Thursday, June 7, 2012

pistachio waffle with bitter chocolate cream.


I made some pistachio paste a few days ago because I wanted to make two recipes in the Pierre Herme Pastries book- this and a mosaic cheesecake, which both called for pistachio paste. The recipe for the pistachio paste is over here. A word of caution- if you tend to be lazy sometimes (like me), scrap that attitude for a few minutes because if you over ground the pistachios after you add in the syrup, you'll end up with a oily hard lump of green play dough. I was fine all the way up till the incorporation of the syrup to form a sticky paste, and the next thing I had to do was to knead in the butter.


The genius in me thought hey, why not just throw the butter into the blender and let it do the work? Obviously, it was not such a good idea. Because the butter kept plastering itself to the edges of the blender, I let the blades go much longer than I should have, and ended up overworking the previously near-done paste to a lump in a puddle of its own oils. It was a downward hill from that point. Suffice to say that I'm lucky it's still usable, although its a downright pain to even try to scoop it. You know what, scratch that- chop is a better word.

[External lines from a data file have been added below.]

PR #220, opened 2021-11-17
Enhanced the SW route registration table with a strategy column and reworked the routing to be strategy driven.

manuelroemer:
## Requirements

## Summary

As a temporary step towards fixing unwanted cache invalidation, the SW's internal route table was updated with a new `strategy` column. This allows the SW to determine if a matching request should be actively (re)cached or simply be kept during the invalidation.

## Screenshots

*None.*

## Related Issue

Addresses/Fixes the underlying issue described by https://issues.openmrs.org/browse/O3-915, but does not implement the proposed API.

## Other

While this should fix the cache invalidation problem for now, I still believe that a better approach would be to generally move the cache handling out of the SW.

### DIFF
--- a/packages/framework/esm-offline/src/service-worker-http-headers.ts
+++ b/packages/framework/esm-offline/src/service-worker-http-headers.ts
@@ -5,6 +5,8 @@ export const omrsOfflineResponseStatusHttpHeaderName =
 export const omrsOfflineCachingStrategyHttpHeaderName =
   "x-omrs-offline-caching-strategy";
 
+export type OmrsOfflineCachingStrategy = "default" | "network-first";
+
 /**
  * Defines the keys of the custom headers which can be appended to an HTTP request.
  * HTTP requests with these headers are handled in a special way by the SPA's service worker.
@@ -30,7 +32,7 @@ export type OmrsOfflineHttpHeaders = {
    *   The service worker decides the strategy to be used.
    * * `network-first`: The service worker will make the request and cache its response.
    */
-  [omrsOfflineCachingStrategyHttpHeaderName]?: "default" | "network-first";
+  [omrsOfflineCachingStrategyHttpHeaderName]?: OmrsOfflineCachingStrategy;
 };
 
 export type OmrsOfflineHttpHeaderNames = keyof OmrsOfflineHttpHeaders;
--- a/packages/framework/esm-offline/src/service-worker-http-headers.ts
+++ b/packages/framework/esm-offline/src/service-worker-http-headers.ts
@@ -5,7 +5,17 @@ export const omrsOfflineResponseStatusHttpHeaderName =
 export const omrsOfflineCachingStrategyHttpHeaderName =
   "x-omrs-offline-caching-strategy";
 
-export type OmrsOfflineCachingStrategy = "default" | "network-first";
+/**
+ *
+ *
+ * * `cache-or-network`: The default strategy, equal to the absence of this header.
+ *   The SW attempts to resolve the request via the network, but falls back to the cache if required.
+ *   The service worker decides the strategy to be used.
+ * * `network-first`: See https://developers.google.com/web/tools/workbox/modules/workbox-strategies#network_first_network_falling_back_to_cache.
+ */
+export type OmrsOfflineCachingStrategy =
+  | "network-only-or-cache-only"
+  | "network-first";
 
 /**
  * Defines the keys of the custom headers which can be appended to an HTTP request.
@@ -26,11 +36,6 @@ export type OmrsOfflineHttpHeaders = {
   [omrsOfflineResponseStatusHttpHeaderName]?: `${number}`;
   /**
    * Instructs the service worker to use a specific caching strategy for this request.
-   * The supported values are:
-   *
-   * * `default`: Equal to the absence of this header/an invalid value.
-   *   The service worker decides the strategy to be used.
-   * * `network-first`: The service worker will make the request and cache its response.
    */
   [omrsOfflineCachingStrategyHttpHeaderName]?: OmrsOfflineCachingStrategy;
 };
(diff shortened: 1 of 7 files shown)


packages/framework/esm-offline/src/service-worker-http-headers.ts
```diff
@@ -5,6 +5,8 @@ export const omrsOfflineResponseStatusHttpHeaderName =
 export const omrsOfflineCachingStrategyHttpHeaderName =
   "x-omrs-offline-caching-strategy";
 
+export type OmrsOfflineCachingStrategy = "default" | "network-first";
```
FlorianRappl, line 8: Is default the same as cache-first? Can we maybe have "default" | "cache-first" | "network-first"? Right now its unclear what default is (and it may actually changed - depending on how default is configured / interpreted).

packages/shell/esm-app-shell/src/service-worker/routing.ts
```diff
@@ -115,3 +85,57 @@ async function handleWithNetworkOnlyAndCacheFallback(
...
 }
+
+const knownHandlers: Record<
+  OmrsOfflineCachingStrategy,
+  (options: RouteHandlerCallbackOptions) => Promise<Response>
+> = {
+  ["network-first"]: (options) => networkFirst.handle(options),
+  ["default"]: async (options: RouteHandlerCallbackOptions) => {
+    try {
+      return await networkOnly.handle(options);
```
FlorianRappl, line 96: Ah so its only fallback to cache if network unavailable!

FlorianRappl (commented):
Yeah looks great - just maybe include a cache-first or so strategy / possibility imho.

packages/shell/esm-app-shell/src/service-worker/routing.ts
manuelroemer: Exactly - I am still thinking about a better/shorter name than "network with cache fallback" (I am considering `network-or-cache ` atm).

The important point is that it's _not_ adding requested files to the cache (as opposed to Workbox's `CacheFirst` strategy which gradually adds all files to the cache which aren't found there - that's something we don't want).

manuelroemer: I am open to rename default though. I was also considering `none` as a replacement to indicate that no real caging strategy should be applied. But again, not sure on the naming.

brandones: What's the difference between the two strategies? It looks like `default` first attempts to request from the network, and then falls back to the cache—which is what I would expect `network-first` to do.

manuelroemer: The difference is that any non-"default" strategy adds items to the cage when they are requested through the network. The custom one doesn't do that.

Network First, for example, makes a NW request and, when successful, _caches the response_. It alternatively falls back to the cache when the NW request fails.

brandones: Oh I see, so the difference between `default` and `network-first` is that `default` only caches the things that we explicitly tell the SW to cache, right?

manuelroemer: > that `default` only caches the things that we explicitly tell the SW to cache

Mhh, not quite. `default` should be seen as the fallback strategy that is used, well, by default. It does two things only:
1. It tries to resolve any request via the network first (essentially the normal behavior that any request goes through).
2. If (1) fails, it looks into the cache and tries to resolve the request there. (This is what happens when the app is in offline mode. While offline, any NW request will fail, but the app continues working because this default strategy uses the cache to resolve requests).

The important point is that the default strategy doesn't actively cache anything. It simply looks into _all_ cached resources (no matter _how_ they ended up in the cache) and checks whether one of these can be used to resolve a request.

Network first, on the other hand, is a strategy that is implemented by workbox. Most of these (with the exception of `CacheOnly` and `NetworkOnly`) _**do** add_ responses resolved via the network to the cache.
It makes sense to use `NetworkFirst` for some requests (e.g. for the `/session` endpoint - we always want to have the latest value in the cache), but not by default (that would very quickly pollute the cache).

brandones: Awesome, thanks for the explanation. I might suggest `network-and-cache-all` for `NetworkFirst` and `network-or-cache` (as you suggested) for this default/fallback mechanism (or `get-without-caching`, or `network-and-cache-none`).

brandones: (though also understandable if you want to keep `network-first` aligned with the Workbox strategy name)

packages/shell/esm-app-shell/src/service-worker/storage.ts
```diff
@@ -1,17 +1,27 @@
...
+   * If it matches, the URL should be cached using the `strategy`.
    */
   pattern: string;
+  /**
+   * The caching strategy to be used for caching matching URLs.
+   * Due to historical reasons, this value might be missing.
+   * In such cases, `network-first` should be assumed (the historical default).
+   *
+   * * `default`: No explicit strategy should be applied. Matching requests should remain in the cache though.
+   * * `network-first`: Use the network-first strategy. Matching requests keep being added to the cache.
```
brandones, line 22:
```suggestion
   * * `default`: Get from the network and fall back to the cache. Do not add anything to the cache.
   * * `network-first`: Use the Workbox NetworkFirst strategy. Add matching requests to the cache.
```

packages/shell/esm-app-shell/src/service-worker/routing.ts
manuelroemer: > (though also understandable if you want to keep network-first aligned with the Workbox strategy name)

Yes, that's something I'd like to do. This makes it easy to link to workbox links and docs.

I updated the code and settled on `network-only-or-cache-only` instead of `default` for now. It's long, but describes the actual strategy being employed the best, imo.

FlorianRappl (approved):
You rock!

PR #221, opened 2021-11-18
Removed obsolete "default" route handlers | Don't clear dynamic routes when app starts

manuelroemer:
## Requirements

## Summary

Removed `default` route handlers still in the code. Shame on me for missing these in the last PR.
Also used that chance to improve logging done by the SW.

Clearing all dynamic route registrations on app start was also removed. This doesn't make any sense anymore when these routes are dynamically registered **_once_** because of certain user actions (e.g. when marking a form as offline). 

## Screenshots

*None.*

## Related Issue

*None.*

## Other

*None.*


FlorianRappl (approved):
LGTM! Thanks

PR #223, opened 2021-11-20
Update to Typescript 4.5

brandones:


manuelroemer:
Looks good generally! Should we also update the TS version in `package.json`?

brandones:
Good call @manuelroemer , updated.

manuelroemer (approved):
LGTM!

PR #224, opened 2021-11-22
Fix typescript to 4.5.x to avoid breakages over minor versions

brandones:
We'll have to be proactive about keeping up to date, but this will make it so there's not a fire every time Typescript releases a new minor version.


denniskigen (approved):
LGTM! Thanks, @brandones.

PR #226, opened 2021-11-23
O3-939: Added extension slot for adding external links in the app-menu

vasharma05:
## Requirements

## Summary

I have added an extension slot in the navigation bar's app menu, to accommodate links that direct to the external links.

## Screenshots

image

## Related Issue

https://issues.openmrs.org/browse/O3-939

## Other

*None.*


vasharma05:
Hey @FlorianRappl ! Can you please have a look in here.
Thanks!

packages/apps/esm-primary-navigation-app/src/components/navbar-header-panels/app-menu-panel.component.tsx
```diff
@@ -22,6 +22,10 @@ const AppMenuPanel: React.FC<AppMenuProps> = ({ expanded, hidePanel }) => {
         className={styles.menuLink}
         extensionSlotName="app-menu-slot"
       />
+      <ExtensionSlot
```
FlorianRappl, line 25: See comment in the other PR; shouldn't we use these new links instead of extensions?

FlorianRappl (commented):
Should check if this is the way to go.

See https://github.com/openmrs/openmrs-rfc-frontend/pull/30 for details on the link system.

packages/apps/esm-primary-navigation-app/src/components/navbar-header-panels/app-menu-panel.component.tsx
vasharma05: Yes, I'll shift the component here itself.

vasharma05:
Hi @FlorianRappl ! The RFC's Link system you shared, I don't think that is of any use here, since it has to be defined in the `setupOpenMRS function`, but the links are configured in the configuration file and the file is also registered in the same `setupOpenMRS function`. The `defineConfigSchema` sets the `useConfig` context, and I'm using the `useConfig` to get the links.

Correct me if I'm wrong.
Thanks!

FlorianRappl:
Hi @vasharma05 that is not fully correct.

1. You can access the configuration *anywhere*. Does not need to be a React component (=> `useConfig`). So you can access it right after you set up the config schema.
2. Not sure why these links are "configurable". In the RFC the link configuration is implicit. So that could then be just used (and is much better, see (3)).
3. As my previous argument - right now the config is not really ideal to say the least. If I just want to disable a single link I need to configure everything. Not good. It should be possible to add or remove a single link without touching everything.

.husky/pre-push
```diff
@@ -4,5 +4,4 @@
 set -e  # die on error
 
 npx lerna run lint --since master
-npx lerna run test --since master
```
FlorianRappl, line 7: Why did you remove testing?!

FlorianRappl (commented):
Let's bring back the testing then we could merge if this is really needed / required.

Otherwise, I'd recommend improving the config and actually using the link system for this.

brandones:
Hi @vasharma05 and @FlorianRappl , I wouldn't agonize too much over the implementation of this, since it will be totally replaced once we have a Link system (which is not yet implemented, only planned). And definitely don't worry about making it so that a single link can be added or removed without affecting other configured links—the config system is built assuming that config is controlled completely by the implementer. The implementer is the only person who would add or remove links. They don't need to worry about links coming from anywhere else. If that's going to not be the case, we'll need to have much higher-level conversations about config system architecture. Not here in this PR.

vasharma05:
Thanks @brandones ! 
Hey @FlorianRappl , we should move ahead with the PR. Any others suggestions are welcome.
Thanks!

FlorianRappl:
Hi @vasharma05  I still see the testing being removed. Please update the PR. Thanks!

vasharma05:
So sorry @FlorianRappl ! Reverted back the test.
Thanks for your patience!

FlorianRappl (approved):

PR #228, opened 2021-11-25
Fix for O3-941

FlorianRappl:
## Requirements

## Summary

Fixes the issue that the class constructor requires new to be invoked.

The issue was caused by TS transpiling to ES5, which, of course, is not what we want. I've changed the target to ES2015 (ES6). This adds support for classes, such that TS will not shim this and properly use `new` / `super` on it (natively).

## Screenshots

*None.*

## Related Issue

See https://issues.openmrs.org/browse/O3-941 for more details.

## Other

The change would only be required in the `app-shell`, but I find it consistent when the same target is used in all libs (and it should be used in the MFs, too).

Since Node 10 (and therefore Node 12) supports pretty much all the features I've also changed the `openmrs` target to use ES2015. Node 10 was deprecated end of April (EOL April 30th 2021) - hence I already went to suggest Node 12 (next LTS after 10) is the minimum for the tooling.

### DIFF
--- a/.github/pull_request_template.md
+++ b/.github/pull_request_template.md
@@ -3,7 +3,6 @@
 - [ ] My work conforms to the [**OpenMRS 3.0 Styleguide**](https://om.rs/styleguide).
 - [ ] I checked for feature overlap with [**existing widgets**](https://om.rs/directory).
 
-
 ## Summary
 
 <!--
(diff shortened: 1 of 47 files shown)


manuelroemer (approved):
LGTM, thanks!

jonathandick:
For those interested, here's the docs on target for ts: https://www.typescriptlang.org/tsconfig#target.

denniskigen:
Sharp work, @FlorianRappl!

PR #229, opened 2021-11-30
Release 3.1.14

brandones:


FlorianRappl (commented):
The last release was 3.1.12 (see, e.g., https://www.npmjs.com/package/openmrs)

This does not make any sense. The workflow (as described) is:

- Make a GitHub release (in this case it would be 3.1.13)
- Bump the version
- The prerelease will be added automatically

Now it seems that someone (maybe you) changed this workflow and that lerna prerelease is used. In my opinion this is a bad idea. It takes away the possibility of *determining* the version of the prerelease. Instead, every prerelease is suddenly a patch, even if it contains a breaking change. Now this PR of yours would cause a 3.1.15-pre... version to be released. Not what you want, right?

I would advocate to revisit the change in the first place. The whole model is broken since https://github.com/openmrs/openmrs-esm-core/pull/208 and https://github.com/openmrs/openmrs-esm-core/pull/209.

FlorianRappl:
(To be clear, there was a misunderstand how NPM works in #208. NPM does not remove tags. So if you put a tag "next" on day 1 and then make changes that are elevated on day 2 to "latest" then "next" still points to the release of day 1. This is the reason for the workflow as described above and why the next person to merge into `master` should handle the version update / change, but until then `next` points to the `latest`, but with a pre-suffix).

brandones:
Right, the system that existed prior to #208  was based on a misunderstanding of SemVer. I'd recommend reviewing [the spec](https://semver.org/#spec-item-11). According to the spec, `1.2.3-pre.0 < 1.2.3`. According to that prior system, `1.2.3-pre.0 > 1.2.3`. This kind of disagreement has real consequences, because NPM and other tools follow the SemVer spec. The main problems we were having with the old system were:
- The `openmrs` tool could only build the last release version of the shell and framework.
- The frontend dependency checking system would flag things incorrectly. If an MF said it required at least core version `3.1.12` and core version `3.1.12-pre.100` is present, the frontend dependency checker would complain. This is because for us prior to #208 , `3.1.12` might already exist and be *before* `3.1.12-pre.100`, and contain the necessary changes, but according to SemVer, `3.1.12` is supposed to *follow* `3.1.12-pre.100`.

Yes, pre-release versions are always a patch version bump; this is a consequence of SemVer, and is familiar to Java developers, for whom `SNAPSHOT` versions have the same semantics.

As discussed on Slack, we need to ensure that pre-release versions of core get deployed to servers that are supposed to run the latest core. This is totally reasonable requirement, and consistent with a correct use of SemVer. Releasing this now is a quick fix, to get core to deploy to openmrs-spa. Given that the conference is happening now, it would be great to get this done.

ibacher:
I'm not sure it's an issue to have 3.1.15-pre out there even if there never is a 3.1.15 release and instead we release 3.2.0. Even if we do things manually, we cannot a priori know "this will be a breaking release" or "this will be a non-breaking release" (at least until we're actually doing the release). With the previous workflow, we were ending up in the situation where 3.1.12-pre was more up-to-date than 3.1.12 (because the version bump wasn't happening), which just doesn't make any sense to me (and makes it harder for MFs to declare which version of core they depend on because, again, by SemVer 3.1.12-pre is _before_ 3.1.12, but a MF might have a dependency on a fix that's been added after 3.1.12). The desireable property here is that the prerelease version is always "more recent" than the last release.

Maybe I'm looking at this from the wrong angle, but that's how it seems to me.

We (theoretically) had a 3.1.13 release, though the GitHub release itself wasn't created, so NPM wasn't updated, but the underlying issue is that we have code depending on 3.1.14-pre..., so if we do a new release, it should be 3.1.14. Releeasing 3.1.13 is trivially fixable, but this should be 3.1.14.

brandones:
Right, the system that existed prior to #208  was based on a misunderstanding of SemVer. I'd recommend reviewing [the spec](https://semver.org/#spec-item-11). According to the spec, `1.2.3-pre.0 < 1.2.3`. According to that prior system, `1.2.3-pre.0 > 1.2.3`. This kind of disagreement has real consequences, because NPM and other tools follow the SemVer spec. The main problems we were having with the old system were:
- The `openmrs` tool could only build the last release version of the shell and framework.
- The frontend dependency checking system would flag things incorrectly. If an MF said it required at least core version `3.1.12` and core version `3.1.12-pre.100` is present, the frontend dependency checker would complain. This is because for us prior to #208 , `3.1.12` might already exist and be *before* `3.1.12-pre.100`, and contain the necessary changes, but according to SemVer, `3.1.12` is supposed to *follow* `3.1.12-pre.100`.

Yes, pre-release versions are always a patch version bump; this is a consequence of SemVer, and is familiar to Java developers, for whom `SNAPSHOT` versions have the same semantics.

As discussed on Slack, we need to ensure that pre-release versions of core get deployed to servers that are supposed to run the latest core. This is totally reasonable requirement, and consistent with a correct use of SemVer. Releasing this now is a quick fix, to get core to deploy to openmrs-spa. Given that the conference is happening now, it would be great to get this done.

ibacher (commented):
Approving to ge things moving.

ibacher (approved):

denniskigen (approved):

FlorianRappl:
> Right, the system that existed prior to #208 was based on a misunderstanding of SemVer.

Hm not sure why you think this is the case. Of course, `1.2.3-pre.0 < 1.2.3`. Why do you think the previous version did not think that way? Being compatible to a preview version *has* to exclude being compatible with the then released version. There is no guarantee that changes in a preview version are the same when released. I am buffled that you think the system beforehand thought so.

And no - a preview should not "just be one patch". Otherwise, there would, e.g., never be a preview of React 17 / 18 / whatsoever, but just a final release. That's clearly not the case. You should already indicate the compatibility level in a preview; otherwise you can just make `0.0.0-buildid` releases...

> The frontend dependency checking system would flag things incorrectly. If an MF said it required at least core version 3.1.12 and core version 3.1.12-pre.100 is present, the frontend dependency checker would complain.

And it should! Obviously, this was created for a pre-release and therefore there is no guarantee that the changes in the pre-release made it into the full release... This is just logic. It's a pre-release for a reason.

ibacher:
@FlorianRappl I think I see what you're getting at now. So, the problem we had before (that #208 was trying to solve) was that the version number wasn't getting bumped correctly, so, looking at the versions in NPM, we have [3.1.12-pre.627](https://www.npmjs.com/package/openmrs/v/3.1.12-pre.627) which was create 9 days after 3.1.12 was released. This is one scenario we want to avoid.

The other scenario we want to avoid is the current state that we're in now where we've releases 3.1.14 (to unblock the demo site), but we've also released [3.1.15-pre.680](https://www.npmjs.com/package/openmrs/v/3.1.15-pre.680). The problem here is that Lerna has bumped the version in the release, but in the _repo_ the version number in lerna.json is 3.1.14, so the next PR that's merged after this will create version 3.1.14-pre.681.

I think the spirit of what #208 was trying to do (automatically increment the patch number as a fail-safe) is a good idea, but the current implementation doesn't do things quite correctly.

The flow we use for backend modules is this:

1. A release is done. This creates a tag, publishes the binaries, etc.
2. A commit is automatically made to the repo to increase the version number. This "new" version number can be user-selected (it's a variable in the CI build), but if it isn't, we default to bumping the minor version (so releasing 3.1.0 also publishes 3.2.0-SNAPSHOT).
3. When it comes time to make the next release, we review the changes and either release the SNAPSHOT version or a different version (maybe very little changed and the release gets called 3.1.1 or it becomes 4.0.0, etc.)
4. Repeat.

I think the state we want is to have some degree of automation around version numbers _for pre-releases only_ to avoid the same issue we had with 3.1.12-pre.627 and for this bumping the patch version is sufficient, but that bump in the patch version needs to actually be committed to Git so we don't end up in the situation we are currently in.

Does that summarise things fairly? Is there an easy way to fill in the gap in the current workflow or is there a better workflow we could adopt that avoids both tof these issues?

FlorianRappl:
Thanks @ibacher . Yeah that summarizes it pretty well. Personally, I'd like to distinguish between the different issues.

To avoid the scenario you described (which is certainly something to avoid) I'd have suggested a simple check that would (e.g., as part of the standard linting / pre-push) check if the current version is the same as the currently released version. If that's true then it would fail and you'd need to select a new version (which could be as simple as bump the patch version, no questions asked).

Alternatively, that thing could be done automatically, either in the release job (already pushing a preview with the patch version, but then we might have an ugly situation again imho as there might be some pre-release that is the same as a release with just an additional patch number (can be avoided, too, by, e.g., pushing that change with a `skip-ci` commit).

The flow you describe is essentially the last paragraph. In this scenario we'd avoid the sudden surprise that we face right now where - no matter what you do and what you specified - you get a patch version pre-release. This is fine in my opinion. My personal recommendation would be to check for it as described above though. In the end, a version number (change) can only (reliably) be decided by the respective developers of the changes.

brandones:
Yeah, thanks for putting that so clearly, @ibacher .

> The problem here is that Lerna has bumped the version in the release, but in the repo the version number in lerna.json is 3.1.14, so the next PR that's merged after this will create version 3.1.14-pre.681.

Fortunately, it looks like that's not what's happening:

Screenshot from 2021-12-01 10-43-12

on [npmjs](https://www.npmjs.com/package/@openmrs/esm-framework). It seems like versions are progressing in the order expected. This is because our CI job intentionally does a patch version bump + a prerelease version bump when releasing the `next` version.

I think it would be reasonable to do it the other way, also: commit the patch version bump to code right after each release, and then have CI just do a prerelease bump. Then there are sort of two approaches to versioning from there. If `lerna.json` now says version `3.1.15`, these alternatives are:
1. Developers leave the version at `3.1.15`. Each commit to master produces a `3.1.15-pre` version. At release time, the release manager looks at the changelog and chooses the next release version, whether `3.1.15`, `3.2.0`, or `4.0.0`.
2. Developers are responsible for updating the version according to their changes. A commit to master which introduces a breaking change should also change the version in `lerna.json` to `4.0.0`. CI would release the `next` version for that commit as `4.0.0-pre`. At release time, the release manager releases whatever version is in `lerna.json`.

I think any of these options are pretty reasonable. I think we should continue this conversation [in the relevant RFC](https://github.com/openmrs/openmrs-rfc-frontend/pull/31).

Anyway, blabbering aside, the pistachio paste worked well in the waffle. It definitely wasn't faint, but the pistachio flavour wasn't as strong as I would like either. Then again, using too much might result in a dense stodgy waffle. I think a touch of almond extract would be wonderful. (I didn't add it in with the paste.)

This waffle recipe contains an ingredient which is a first for me in my waffle-making history.


Whipped cream.

You heard me. It adds a subtle milky flavour to the waffle, and I think its the ingredient that yields such a soft interior. Too soft, in fact. I could barely support the flopping waffle from the waffle iron to the cooling rack less than 30 cm away. I had to transform this whole ensemble into a parfait precisely because the waffle gave up on holding itself together. Aesthetics is very important, no?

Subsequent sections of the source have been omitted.